2014-12-11: China is far behind developed nations when it comes to smoking. Turns out, the government makes 7% of its revenue from tobacco, so little incentive to make the population healthier.
2017-06-25: The $10K life

Cigarette companies make about $10K for every 1M cigarettes purchased. Since there is 1 death for every 1M cigarettes sold (or smoked), a tobacco manufacturer will make about $10K for every death caused by their products. The value of a human life to a cigarette manufacturer is therefore about $10K

2018-04-20: Smoking decline

From the 1920s to the 1980s, the United States was the most smoking country in the developed world. In the 1960s, consumption peaked over 10 a day, per capita. But now it’s near the bottom of the chart—only Britain smokes less, among rich western countries.

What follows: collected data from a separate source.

PR #127, opened 2026-05-27
feat(grpc): protocol foundation — classifier, reflection probe, wire-format parser (LAB-2779)

saullocarvalho:
## Summary

Implements [LAB-2779](https://linear.app/praetorianlabs/issue/LAB-2779) — the gRPC protocol foundation (1/5 of the gRPC support epic, LAB-2778). This is the protocol plumbing that later gRPC work (generator, CLI wiring, traffic inference) builds on.

- **Classifier** (`pkg/classify/grpc.go`): detects `application/grpc` and `application/grpc-web*` content-types, `grpc-status`/`grpc-message` trailer headers, and the `/<pkg.Service>/<Method>` POST path shape. Content-type + trailer together get an HTTP/2-style confidence boost.
- **Reflection probe** (`pkg/probe/grpc.go`): enumerates services, methods, and message types via the gRPC Server Reflection Protocol using `grpcreflect.NewClientAuto` (v1 with v1alpha fallback), walking the transitive `FileDescriptorProto` closure. SSRF preflight via the existing URL validator plus a dial-time TOCTOU re-check. When a server is reachable but reflection is unavailable it returns a structured `GRPCReflectionResult{ReflectionEnabled: false}` with the gRPC status reason (`Unimplemented`/`Unauthenticated`/`PermissionDenied`) rather than a nil result.
- **Wire-format parser** (`internal/grpcwire/`): length-prefix framing + protobuf wire-format primitives (`ParseFrame`, `ParseVarint`, `ParseTag`, `WalkFields`) for later traffic-based inference.
- Adds `google.golang.org/grpc`, `google.golang.org/protobuf`, and `github.com/jhump/protoreflect`.

Out of scope here (separate sub-issues): `.proto` generator (LAB-2781), CLI wiring (LAB-2782), test target (LAB-2780), docs (LAB-2783).

## Test plan

- [x] `go build ./...`
- [x] `go test ./internal/grpcwire/... ./pkg/classify/... ./pkg/probe/...` (unit tests for parser, classifier, and probe incl. reflection-unavailable path)
- [x] `go vet ./...` clean
- [x] `go mod tidy` no drift
- [x] Verified end-to-end against [gRPCGoat](https://github.com/rootxjs/grpc-goat): reflection-enabled lab enumerated correctly; reflection-disabled labs returned the structured `(gRPC Unimplemented)` finding; TLS-only labs over cleartext fell back cleanly to a bare error.

Refs LAB-2779.

PR #159, opened 2026-06-16
feat(grpc): gRPC protocol support — foundation, .proto generator, test target, CLI wiring (LAB-2778)

saullocarvalho:
## Summary

**Primary tracking ticket: [LAB-2778](https://linear.app/praetorianlabs/issue/LAB-2778) — Add gRPC protocol support (epic).**

gRPC becomes Vespasian's fourth target protocol alongside REST, GraphQL, and SOAP. This branch consolidates the full epic: foundation + test target + `.proto` generator + CLI wiring + docs. The items below map to LAB-2778's sub-issues.

> **Note:** Supersedes #127, which was closed when its head branch (`saullobranco/lab-2779-grpc-foundation`) was renamed to `saullobranco/lab-2778-grpc-support` to reflect the broader scope. The original review thread lives on #127.

### What's included (by sub-issue)

- **[LAB-2779](https://linear.app/praetorianlabs/issue/LAB-2779) — Foundation:**
  - Classifier (`pkg/classify/grpc.go`): detects `application/grpc`/`application/grpc-web*` content-types, `grpc-status`/`grpc-message` trailer headers, and the `/<pkg.Service>/<Method>` POST path shape; content-type + trailer get an HTTP/2-style confidence boost.
  - Reflection probe (`pkg/probe/grpc.go`): enumerates services/methods/message types via Server Reflection (`grpcreflect.NewClientAuto`, v1 → v1alpha fallback), walking the transitive `FileDescriptorProto` closure. SSRF preflight + dial-time TOCTOU re-check; structured `reflection-unavailable` finding (`Unimplemented`/`Unauthenticated`/`PermissionDenied`) instead of nil.
  - Wire-format parser (`internal/grpcwire/`): length-prefix framing + protobuf primitives (`ParseFrame`, `ParseVarint`, `ParseTag`, `WalkFields`) with varint-overflow and field-number bounds hardening.
- **[LAB-2780](https://linear.app/praetorianlabs/issue/LAB-2780) — Test target** (`test/grpc-server/`): Go gRPC server with reflection enabled, sample services, live-test harness integration.
- **[LAB-2781](https://linear.app/praetorianlabs/issue/LAB-2781) — `.proto` generator** (`pkg/generate/grpc/`): emits `.proto` from reflection results.
- **[LAB-2782](https://linear.app/praetorianlabs/issue/LAB-2782) — CLI wiring** (`cmd/vespasian/main.go`, `pkg/generate/registry.go`).
- **[LAB-2783](https://linear.app/praetorianlabs/issue/LAB-2783) — Documentation** (`README.md`, `CLAUDE.md`, `docs/grpc.md`): gRPC added to the protocol/feature tables, "API Type Support" classification + reflection sections, and CLI reference. Adds a standalone [`docs/grpc.md`](docs/grpc.md) protocol guide (classification signals, reflection probe behavior, `.proto` generation, TLS, end-to-end example) linked from the README, plus the [gRPC API Discovery](https://github.com/praetorian-inc/vespasian/wiki/gRPC-API-Discovery) wiki tutorial.

## Test plan

- [x] `go build ./...`
- [x] `go vet ./...` clean
- [x] `go test ./...` — all 15 packages pass (incl. `pkg/generate/grpc`)
- [x] `go mod tidy` no drift

Closes LAB-2783.

Refs LAB-2778 (LAB-2779, LAB-2780, LAB-2781, LAB-2782).


santiago-praetorian (changes requested):
## Praetorian Capability PR Review — REQUEST CHANGES

Automated multi-agent review of this PR against the LAB-2778 gRPC epic (LAB-2779/2780/2781/2782/2783). Head SHA `790dbb9`.

**Recommendation: REQUEST CHANGES** — 6 blocking, 7 non-blocking.

> **Two CLI-surface items were reconciled as Linear ticket amendments, not code changes** (see comments on LAB-2778/2781/2782): (1) the standalone `vespasian probe grpc` verb was correctly dropped — no protocol exposes a standalone `probe` verb; probing runs inside `scan`/`generate`. (2) the `generate grpc` verb name is correct — the `generate` verb is keyed by api-type (`rest`/`graphql`/`wsdl`/`grpc`), not output format. Neither requires a code change.

### 🔴 Blocking (6)

- **QUAL-003** (medium) `pkg/probe/grpc.go:182` — probeTarget function exceeds 60-line rubric threshold
  - Extract the TLS credential setup + connection phase and the descriptor-walk phase into unexported helpers. probeTarget becomes an orchestrating function of ~30 lines. Add a brief inline comment at each call site explaining why the sub-function can return early.
- **REQ-003** (medium) `cmd/vespasian/main.go:908` — gRPC content-type auto-detection not wired into scan
  - Either add the GRPCClassifier to detectAPIType so application/grpc[-web] captures auto-route to the gRPC pipeline, or amend LAB-2782 to record that gRPC is intentionally opt-in (binary HTTP/2 framing is rarely present in browser/proxy captures). The PR documents the opt-in decision but it contradicts the written criterion.
- **REQ-004** (medium) `pkg/generate/grpc/generator.go:46` — Traffic-derived .proto fallback (scalars/enums) not implemented
  - Either implement the traffic-inference fallback (consuming internal/grpcwire to reconstruct message fields from observed frames, mapping common scalar/enum wire types) with fixture-traffic unit tests, or amend LAB-2781 to defer traffic-only inference to a follow-up and mark the reflection path as the sole supported route.
- **TEST-001** (medium) `pkg/generate/grpc/generator.go:60` — Add test for cross-endpoint FileDescriptor aggregation
  - Add a test that builds two endpoints with disjoint FileDescriptors (e.g. users.proto on endpoint A, orders.proto on endpoint B), calls Generate once, and asserts both 'service UserService' and the second service render in the output. This makes the aggregation behavior a tested contract rather than implementation detail.
- **TEST-002** (medium) `pkg/generate/grpc/generator.go:65` — Add test for conflicting-descriptor error branch in Generate
  - Add a test that supplies two endpoints with the same filename key but differing bytes, assert Generate returns an error containing 'conflicting file descriptors'; and a companion test where two endpoints share an identical filename+bytes pair and assert no error (dedup path).
- **TEST-003** (medium) `pkg/probe/grpc.go:71` — Add test for host:port+TLS dedup keying in GRPCProbe.Probe
  - Add a Probe test with multiple endpoints sharing one host:port (different paths) against one in-process server, asserting all results receive the same GRPCSchema and reflection ran once; optionally assert two endpoints differing only by scheme (http vs https) are treated as distinct targets.

### 🟡 Non-blocking (7)

- **QUAL-001** (nit) `pkg/generate/grpc/generator.go:144` — else-after-early-return in buildDescriptorGraph is non-idiomatic Go
- **QUAL-002** (low) `pkg/probe/grpc.go:136` — Default port 80 for grpc:// scheme is non-standard and silently misleading
- **QUAL-004** (low) `pkg/probe/grpc.go:198` — InsecureSkipVerify hardcoded with no Config override path
- **REQ-001** (low) (not implemented) — Add ./docs/grpc.md protocol documentation
- **REQ-002** (low) (not implemented) — Publish and link a gRPC wiki tutorial from README Tutorials section
- **REQ-005** (low) `test/grpc-server/README.md:11` — Stale `vespasian probe grpc reflection` references in test docs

2019-06-19: Corporate absolution

Philip Morris is pivoting to smoke-free cigarettes, because “society expects us to act responsibly, and we are doing just that by designing a smoke-free future”. Also, KFC “promises not to let vegans down” with their new meatless chicken-like nuggets. They’ll have to compete with factory-farming mega-conglomerate Tyson Foods, who are coming out with their own vegetarian chicken option. If evil companies want to do good, you should let them. If they have a line of retreat, they won’t fight so hard against change. If Tyson Foods wants to use its lobbyists to support meat substitutes instead of sabotaging them, that’s good for everybody. If they want to use their research budget to push plant-based meats forward, so much the better. After companies have started doing evil, we might want to break our previous precommitment and switch to “let evil companies avoid punishment if they stop doing evil”. And after companies have stopped doing evil, we might want (if only for the sake of our own sense of justice) to break both of our previous precommitments and go with “punish them after all”. What is the right action? I’m not sure, but I lean toward “buy the meatless chicken from KFC”, for a few reasons.

2023-08-31: An update on smoking in Europe. Switzerland is still at 25.5%.

The overall smoking rate in Germany was 34% in July 2023. In March 2020, the rate was 26.5%. The smoking rate for US adults in 2021 dropped to 11.5%.

Kevin Murphy profile

“Kevin answers, I explain, he starts talking me through it. On the whole, I had done quite well. But before long Kevin mentions a few subtle aspects of the problem that I hadn’t seen. As we talk, I’m thinking, ‘Good old Kevin.’ I imagine him sitting at his kitchen table, pencil in hand, scribbling equations on a napkin. He’s dropped everything to help me with my problem, and in 10 minutes he’s explaining aspects of it to me that I would never have seen. Then I hear a splash, and a squeal, then another splash, and it dawns on me: There’s no pencil, no paper. Kevin’s holding the phone to his left ear with his shoulder while he’s giving his kid a bath. Kevin is far and away the smartest guy in the field. Often, the better you get to know these guys, the less ingenious they seem. It’s just the opposite with Kevin. Not only is he widely regarded as the smartest economist on earth, but he can also fix your refrigerator.”

the smartest economist

3 ka BP Wealth of Nations?

We assemble a dataset on technology adoption in 3 ka BP, 2 ka BP, and 0.5 ka BP for the predecessors to today’s nation states. We find that this very old history of technology adoption is surprisingly significant for today’s national development outcomes. Although our strongest results are for 0.5 ka BP, we find that even technology as old as 3 ka BP is associated with today’s outcomes in some plausible specifications.